I’ve often heard people say we can’t regulate AI yet because we don’t understand its risks well enough.
I understand the sentiment here, but I disagree. I think it’s precisely because we don’t understand AI risks well enough that we need to regulate AI.
I certainly agree that policymakers need to understand AI better in order to prepare and protect society in a time of huge technological change. There are lots of things that prevent us from understanding AI and its risks well, chief among them the fact that anticipating future technological developments and their impact on society is just fundamentally really, really hard. But another big factor is the big information asymmetry between those inside AI companies and those outside. The people best placed to understand and anticipate AI’s risks are those who have access to frontier models in development, with the ability to test and tinker with models before the rest of the world sees them.
While there's an enormous information asymmetry between those inside and outside AI industry, it's very hard for anyone in the latter group to make good decisions about risks and governance.
This information asymmetry isn’t going to rectify itself, in part because information asymmetries also create power asymmetries.
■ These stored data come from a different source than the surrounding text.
PR #2727, opened 2025-08-14
Fix fatal error on missing config file

oneingan:
This PR fixes a fatal error when no config file is found during CLI operations, ensuring consistent behavior with empty config files. Previously, `LoadConfig` incorrectly checked for `fs.ErrNotExist` instead of Viper's `ConfigFileNotFoundError`, causing the CLI to fail for commands like `headscale nodes list` when relying on environment variables (e.g., `HEADSCALE_CLI_ADDRESS`). Now, a missing config file logs a warning and falls back to defaults, matching the empty config file case.

### DIFF
--- a/hscontrol/types/config.go
+++ b/hscontrol/types/config.go
@@ -336,11 +336,11 @@ func LoadConfig(path string, isFile bool) error {
 	viper.SetDefault("prefixes.allocation", string(IPAllocationStrategySequential))
 
 	if err := viper.ReadInConfig(); err != nil {
-		if errors.Is(err, fs.ErrNotExist) {
-			log.Warn().Msg("No config file found, using defaults")
-			return nil
-		}
-
+    	if _, ok := err.(viper.ConfigFileNotFoundError); ok {
+        	log.Warn().Msg("No config file found, using defaults")
+        	return nil
+    	}
+    	
 		return fmt.Errorf("fatal error reading config file: %w", err)
 	}
 


hscontrol/types/config.go
```diff
@@ -336,11 +336,11 @@ func LoadConfig(path string, isFile bool) error {
 	viper.SetDefault("prefixes.allocation", string(IPAllocationStrategySequential))
 
 	if err := viper.ReadInConfig(); err != nil {
-		if errors.Is(err, fs.ErrNotExist) {
-			log.Warn().Msg("No config file found, using defaults")
-			return nil
-		}
-
+    	if _, ok := err.(viper.ConfigFileNotFoundError); ok {
```
nblock, line 339: There's a [golangci-lint error](https://github.com/juanfont/headscale/actions/runs/16963878176/job/48311279382?pr=2727).:

```
 hscontrol/types/config.go:339:18: type assertion on error will fail on wrapped errors. Use errors.As to check for specific errors (errorlint)
    	if _, ok := err.(viper.ConfigFileNotFoundError); ok {
    	            ^
```

Please have a look at this.

The documentation mentions this bug specifically. Can you remove this documentation block, please?

https://github.com/juanfont/headscale/blob/3e3c72ea6f36cfff1f467b4e3f350886973d32bb/docs/ref/remote-cli.md?plain=1#L69-L74

nblock (dismissed):

PR #2734, opened 2025-08-16
Allow all traffic if acls field is omited from the policy

### LINKED ISSUE #2672: [Bug] Default ACLs differ from headscale

### Current Behavior

Currently, when setting empty ACLs (`{}`), a deny-all default policy is applied. This is the exact opposite of Tailscale (see [documentation](https://tailscale.com/kb/1192/acl-samples#allow-all-default-acl)). Being unable to verify through the docs, issues, or commits whether or not this is intentional, I decided to file an issue in case it is not, and to document it, in case it is.

### Expected Behavior

Headscale mirrors Tailscale's default behaviour.

### Steps To Reproduce

1. clear ACLs
2. ping any host
3. apply allow-all ACL
4. ping any host

### Environment

```markdown
- OS: Linux
- Headscale version: 0.26.1
- Tailscale version: 1.84.0
```

### Runtime environment

### Debug information

Image

afonsofrancof:
This PR fixes #2672.

It makes headscale follow the following tailscale rules.

image

image

In the code this translates to a `nil` `ACLs` field in the `Policy` struct if it doesn't exist in the policy dict (first scenario) , and a non-nil 0-length array in the same field when it exists but is empty (second scenario)

This is nice to have because if you're setting up a file or database policy, you can start with an empty {} as the contents, which means everything is allowed. Then you can add your specific rules later on.

It also prevents people from accidentally locking themselves out of the tailnet when they start experimenting with acls ( happened to me 😅 )

- [x] added unit tests

### DIFF
--- a/docs/ref/acls.md
+++ b/docs/ref/acls.md
@@ -9,9 +9,38 @@ When using ACL's the User borders are no longer applied. All machines
 whichever the User have the ability to communicate with other hosts as
 long as the ACL's permits this exchange.
 
-## ACLs use case example
+## ACL Setup
 
-Let's build an example use case for a small business (It may be the place where
+To enable and configure ACLs in Headscale, you need to specify the path to your ACL policy file in the `policy.path` key in `config.yaml`.
+
+Your ACL policy file must be formatted using [huJSON](https://github.com/tailscale/hujson).
+
+Info on how these policies are written can be found
+[here](https://tailscale.com/kb/1018/acls/).
+
+Please reload or restart Headscale after updating the ACL file. Headscale may be reloaded either via its systemd service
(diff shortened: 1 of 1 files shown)


afonsofrancof:
Let me know if I should add a section to the docs that explains this behavior

kradalby:
Thank you! great find

> Let me know if I should add a section to the docs that explains this behavior

Yes please, and if the tailscale docs you screenshotted is easily referable, add a link there.

afonsofrancof:
Docs done.
Let me know if I need to change anything there :)

kradalby:
I'll let @nblock take a look

PR #2741, opened 2025-08-21
derp: increase update frequency and harden on failures

kradalby:
This commit changes the example config and default time for
how often we refresh the DERP map. If not changed, this
is typically Tailscales official map.

Second commit makes updating of the DERP map from file and url
more robust by retrying with exponential backoff if it fails
and upon failure, keep the old DERP map if we cannot successfully
build a new one.

### DIFF
--- a/hscontrol/derp/derp.go
+++ b/hscontrol/derp/derp.go
@@ -1,13 +1,19 @@
 package derp
 
 import (
+	"cmp"
 	"context"
 	"encoding/json"
+	"hash/crc64"
 	"io"
 	"maps"
+	"math/rand"
 	"net/http"
 	"net/url"
 	"os"
+	"reflect"
+	"sync"
+	"time"
 
 	"github.com/juanfont/headscale/hscontrol/types"
 	"github.com/spf13/viper"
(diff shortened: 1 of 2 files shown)


hscontrol/derp/derp.go
```diff
@@ -79,53 +79,48 @@ func mergeDERPMaps(derpMaps []*tailcfg.DERPMap) *tailcfg.DERPMap {
...
+		return
+	}
+
+	for _, region := range dm.Regions {
+		if len(region.Nodes) == 0 {
+			continue
+		}
 
-	return derpMap
+		rand.Shuffle(len(region.Nodes), func(i, j int) {
```
mikeodr: Is there a way to make this deterministic per Tailnet?

This helps spread the load across nodes in a DERP region.

kradalby: Now it will try to use the base_domain as a seed so it should be relatively stable per headscale.

mikeodr (approved):

hscontrol/derp/derp.go
mikeodr: Love it, thanks!

PR #2756, opened 2025-08-31
<fix> Convert the derpmap parsing from yaml to json to ensure compati…

liuxocakn:
When I use a self-signed and self-hosted derp server, I need to set InsecureForTests to true in order to skip the certificate check. However, when I set InsecureForTests to true in yaml, it didn't work. I added a print of InsecureForTests in the code, and it showed false.

``` go
func loadDERPMapFromPath(path string) (*tailcfg.DERPMap, error) {
	derpFile, err := os.Open(path)
	if err != nil {
		return nil, err
	}
	defer derpFile.Close()
	var derpMap tailcfg.DERPMap
	b, err := io.ReadAll(derpFile)
	if err != nil {
		return nil, err
	}
	err = json.Unmarshal(b, &derpMap)

       // print node InsecureForTests 

	return &derpMap, err
}
```

After some trouble, I found that the definition of the DERPNode structure only has json tags and no yaml, which led to problems with the inversion of the bool type.

``` go
// DERPNode describes a DERP packet relay node running within a DERPRegion.
type DERPNode struct {
	// Name is a unique node name (across all regions).
	// It is not a host name.
	// It's typically of the form "1b", "2a", "3b", etc. (region
	// ID + suffix within that region)
	Name string

	// RegionID is the RegionID of the DERPRegion that this node
	// is running in.
	RegionID int

	// HostName is the DERP node's hostname.
	//
	// It is required but need not be unique; multiple nodes may
	// have the same HostName but vary in configuration otherwise.
	HostName string

	// CertName optionally specifies the expected TLS cert common
	// name. If empty, HostName is used. If CertName is non-empty,
	// HostName is only used for the TCP dial (if IPv4/IPv6 are
	// not present) + TLS ClientHello.
	//
	// As a special case, if CertName starts with "sha256-raw:",
	// then the rest of the string is a hex-encoded SHA256 of the
	// cert to expect. This is used for self-signed certs.
	// In this case, the HostName field will typically be an IP
	// address literal.
	CertName string `json:",omitempty"`

	// IPv4 optionally forces an IPv4 address to use, instead of using DNS.
	// If empty, A record(s) from DNS lookups of HostName are used.
	// If the string is not an IPv4 address, IPv4 is not used; the
	// conventional string to disable IPv4 (and not use DNS) is
	// "none".
	IPv4 string `json:",omitempty"`

	// IPv6 optionally forces an IPv6 address to use, instead of using DNS.
	// If empty, AAAA record(s) from DNS lookups of HostName are used.
	// If the string is not an IPv6 address, IPv6 is not used; the
	// conventional string to disable IPv6 (and not use DNS) is
	// "none".
	IPv6 string `json:",omitempty"`

	// Port optionally specifies a STUN port to use.
	// Zero means 3478.
	// To disable STUN on this node, use -1.
	STUNPort int `json:",omitempty"`

	// STUNOnly marks a node as only a STUN server and not a DERP
	// server.
	STUNOnly bool `json:",omitempty"`

	// DERPPort optionally provides an alternate TLS port number
	// for the DERP HTTPS server.
	//
	// If zero, 443 is used.
	DERPPort int `json:",omitempty"`

	// InsecureForTests is used by unit tests to disable TLS verification.
	// It should not be set by users.
	InsecureForTests bool `json:",omitempty"`
	// or
	//   InsecureForTests bool `json:",omitempty" yaml:"InsecureForTests,omitempty"`

	// STUNTestIP is used in tests to override the STUN server's IP.
	// If empty, it's assumed to be the same as the DERP server.
	STUNTestIP string `json:",omitempty"`

	// CanPort80 specifies whether this DERP node is accessible over HTTP
	// on port 80 specifically. This is used for captive portal checks.
	CanPort80 bool `json:",omitempty"`
}
```

Since the DERPNode code is not in the headscale, I think it would be more reasonable to modify its parsing method to json.

### DIFF
--- a/hscontrol/derp/derp.go
+++ b/hscontrol/derp/derp.go
@@ -17,7 +17,6 @@ import (
 
 	"github.com/juanfont/headscale/hscontrol/types"
 	"github.com/spf13/viper"
-	"gopkg.in/yaml.v3"
 	"tailscale.com/tailcfg"
 )
 
@@ -32,7 +31,7 @@ func loadDERPMapFromPath(path string) (*tailcfg.DERPMap, error) {
 	if err != nil {
 		return nil, err
 	}
-	err = yaml.Unmarshal(b, &derpMap)
+	err = json.Unmarshal(b, &derpMap)
 
 	return &derpMap, err
 }


kradalby:
Would this not remove the ability to parse YAML? 

IIRC, it was this way because YAML is a superset of JSON, so if you write it in YAML or JSON, then the yaml parser can do it, but the JSON parser probably cannot?

That said, we can mark the changelog with breaking and change it to only support JSON.

liuxocakn:
> Would this not remove the ability to parse YAML?
> 
> IIRC, it was this way because YAML is a superset of JSON, so if you write it in YAML or JSON, then the yaml parser can do it, but the JSON parser probably cannot?
> 
> That said, we can mark the changelog with breaking and change it to only support JSON.

I'm not quite sure about the compatibility of YAML with JSON, but when I deployed my own project using the version from a month ago and the latest Headscale mainline version, I encountered a YAML parsing issue: InsecureForTests should have been parsed as true, but it was parsed as false, which led me to suspect for a while that it was a problem with my deployment or that headscale forced the local configuration not to set InsecureForTests to true for security reasons.

After I reviewed the source code, I found that the tags in the DERPNode type definition do not have YAML but only JSON, and its source code is not in headscale. Therefore, I personally suggest that only supporting json parsing is more appropriate for maintenance and consistency. So this is my idea for patch! Of course, this is just my personal opinion.

Regarding the issue of YAML parsing DERPNode, separate code can be written for verification. When there is only the main function, only the yaml file of DERPNode is parsed, and the same version of go as headscale is used, problems will occur: The three bool type variables STUNOnly, InsecureForTests, and CanPort80 will be parsed incorrectly, while STUNOnly will occasionally be parsed successfully（the other variables have been correctly parsed）.

ArcticLampyrid:
Try lowercase `insecurefortests`, I remember it will work.

liuxocakn:
> Try lowercase `insecurefortests`, I remember it will work.

image

This is my YAML configuration file. Do you mean I made a mistake, and it should be `insecurefortests` `canport80`?

I'll test it right away. It should be like this. I see that the other fields are in this format

liuxocakn:
> Try lowercase `insecurefortests`, I remember it will work.

Thank you very much. It is indeed for this reason that headscale reading yaml is now working properly. I'm so glad today that I've solved two problems that have been bothering me for several months.

liuxocakn:
> Would this not remove the ability to parse YAML?
> 
> IIRC, it was this way because YAML is a superset of JSON, so if you write it in YAML or JSON, then the yaml parser can do it, but the JSON parser probably cannot?
> 
> That said, we can mark the changelog with breaking and change it to only support JSON.

Changing 'InsecureForTests: true' to 'insecurefortests: true' can work. It's my fault. I'm not very familiar with go or ymal. Mainly, after I wrote my personal website server in go, I haven't used it anymore. I also don't have the chance to use go in my daily life. Haha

Right now, for example, the UK AI Security Institute (AISI) is doing some great work evaluating and testing AI models for risks, but depends on the goodwill of AI companies to get the access they need to do this work. This both makes crucial work to understand AI vulnerable, and creates worrying incentives: AISI, and other parts of government, are under some pressure to keep the AI industry “on side”.
I believe the only way to really fix this - to ensure policymakers have access to the information they need to understand AI, and therefore govern it effectively - is via regulation. Mandating certain levels and types of transparency from AI companies in the public interest is, I think, the only way to ensure that policymakers have the information they need without it always being on companies’ terms. We need this kind of regulation precisely because we don't understand the risks well enough yet.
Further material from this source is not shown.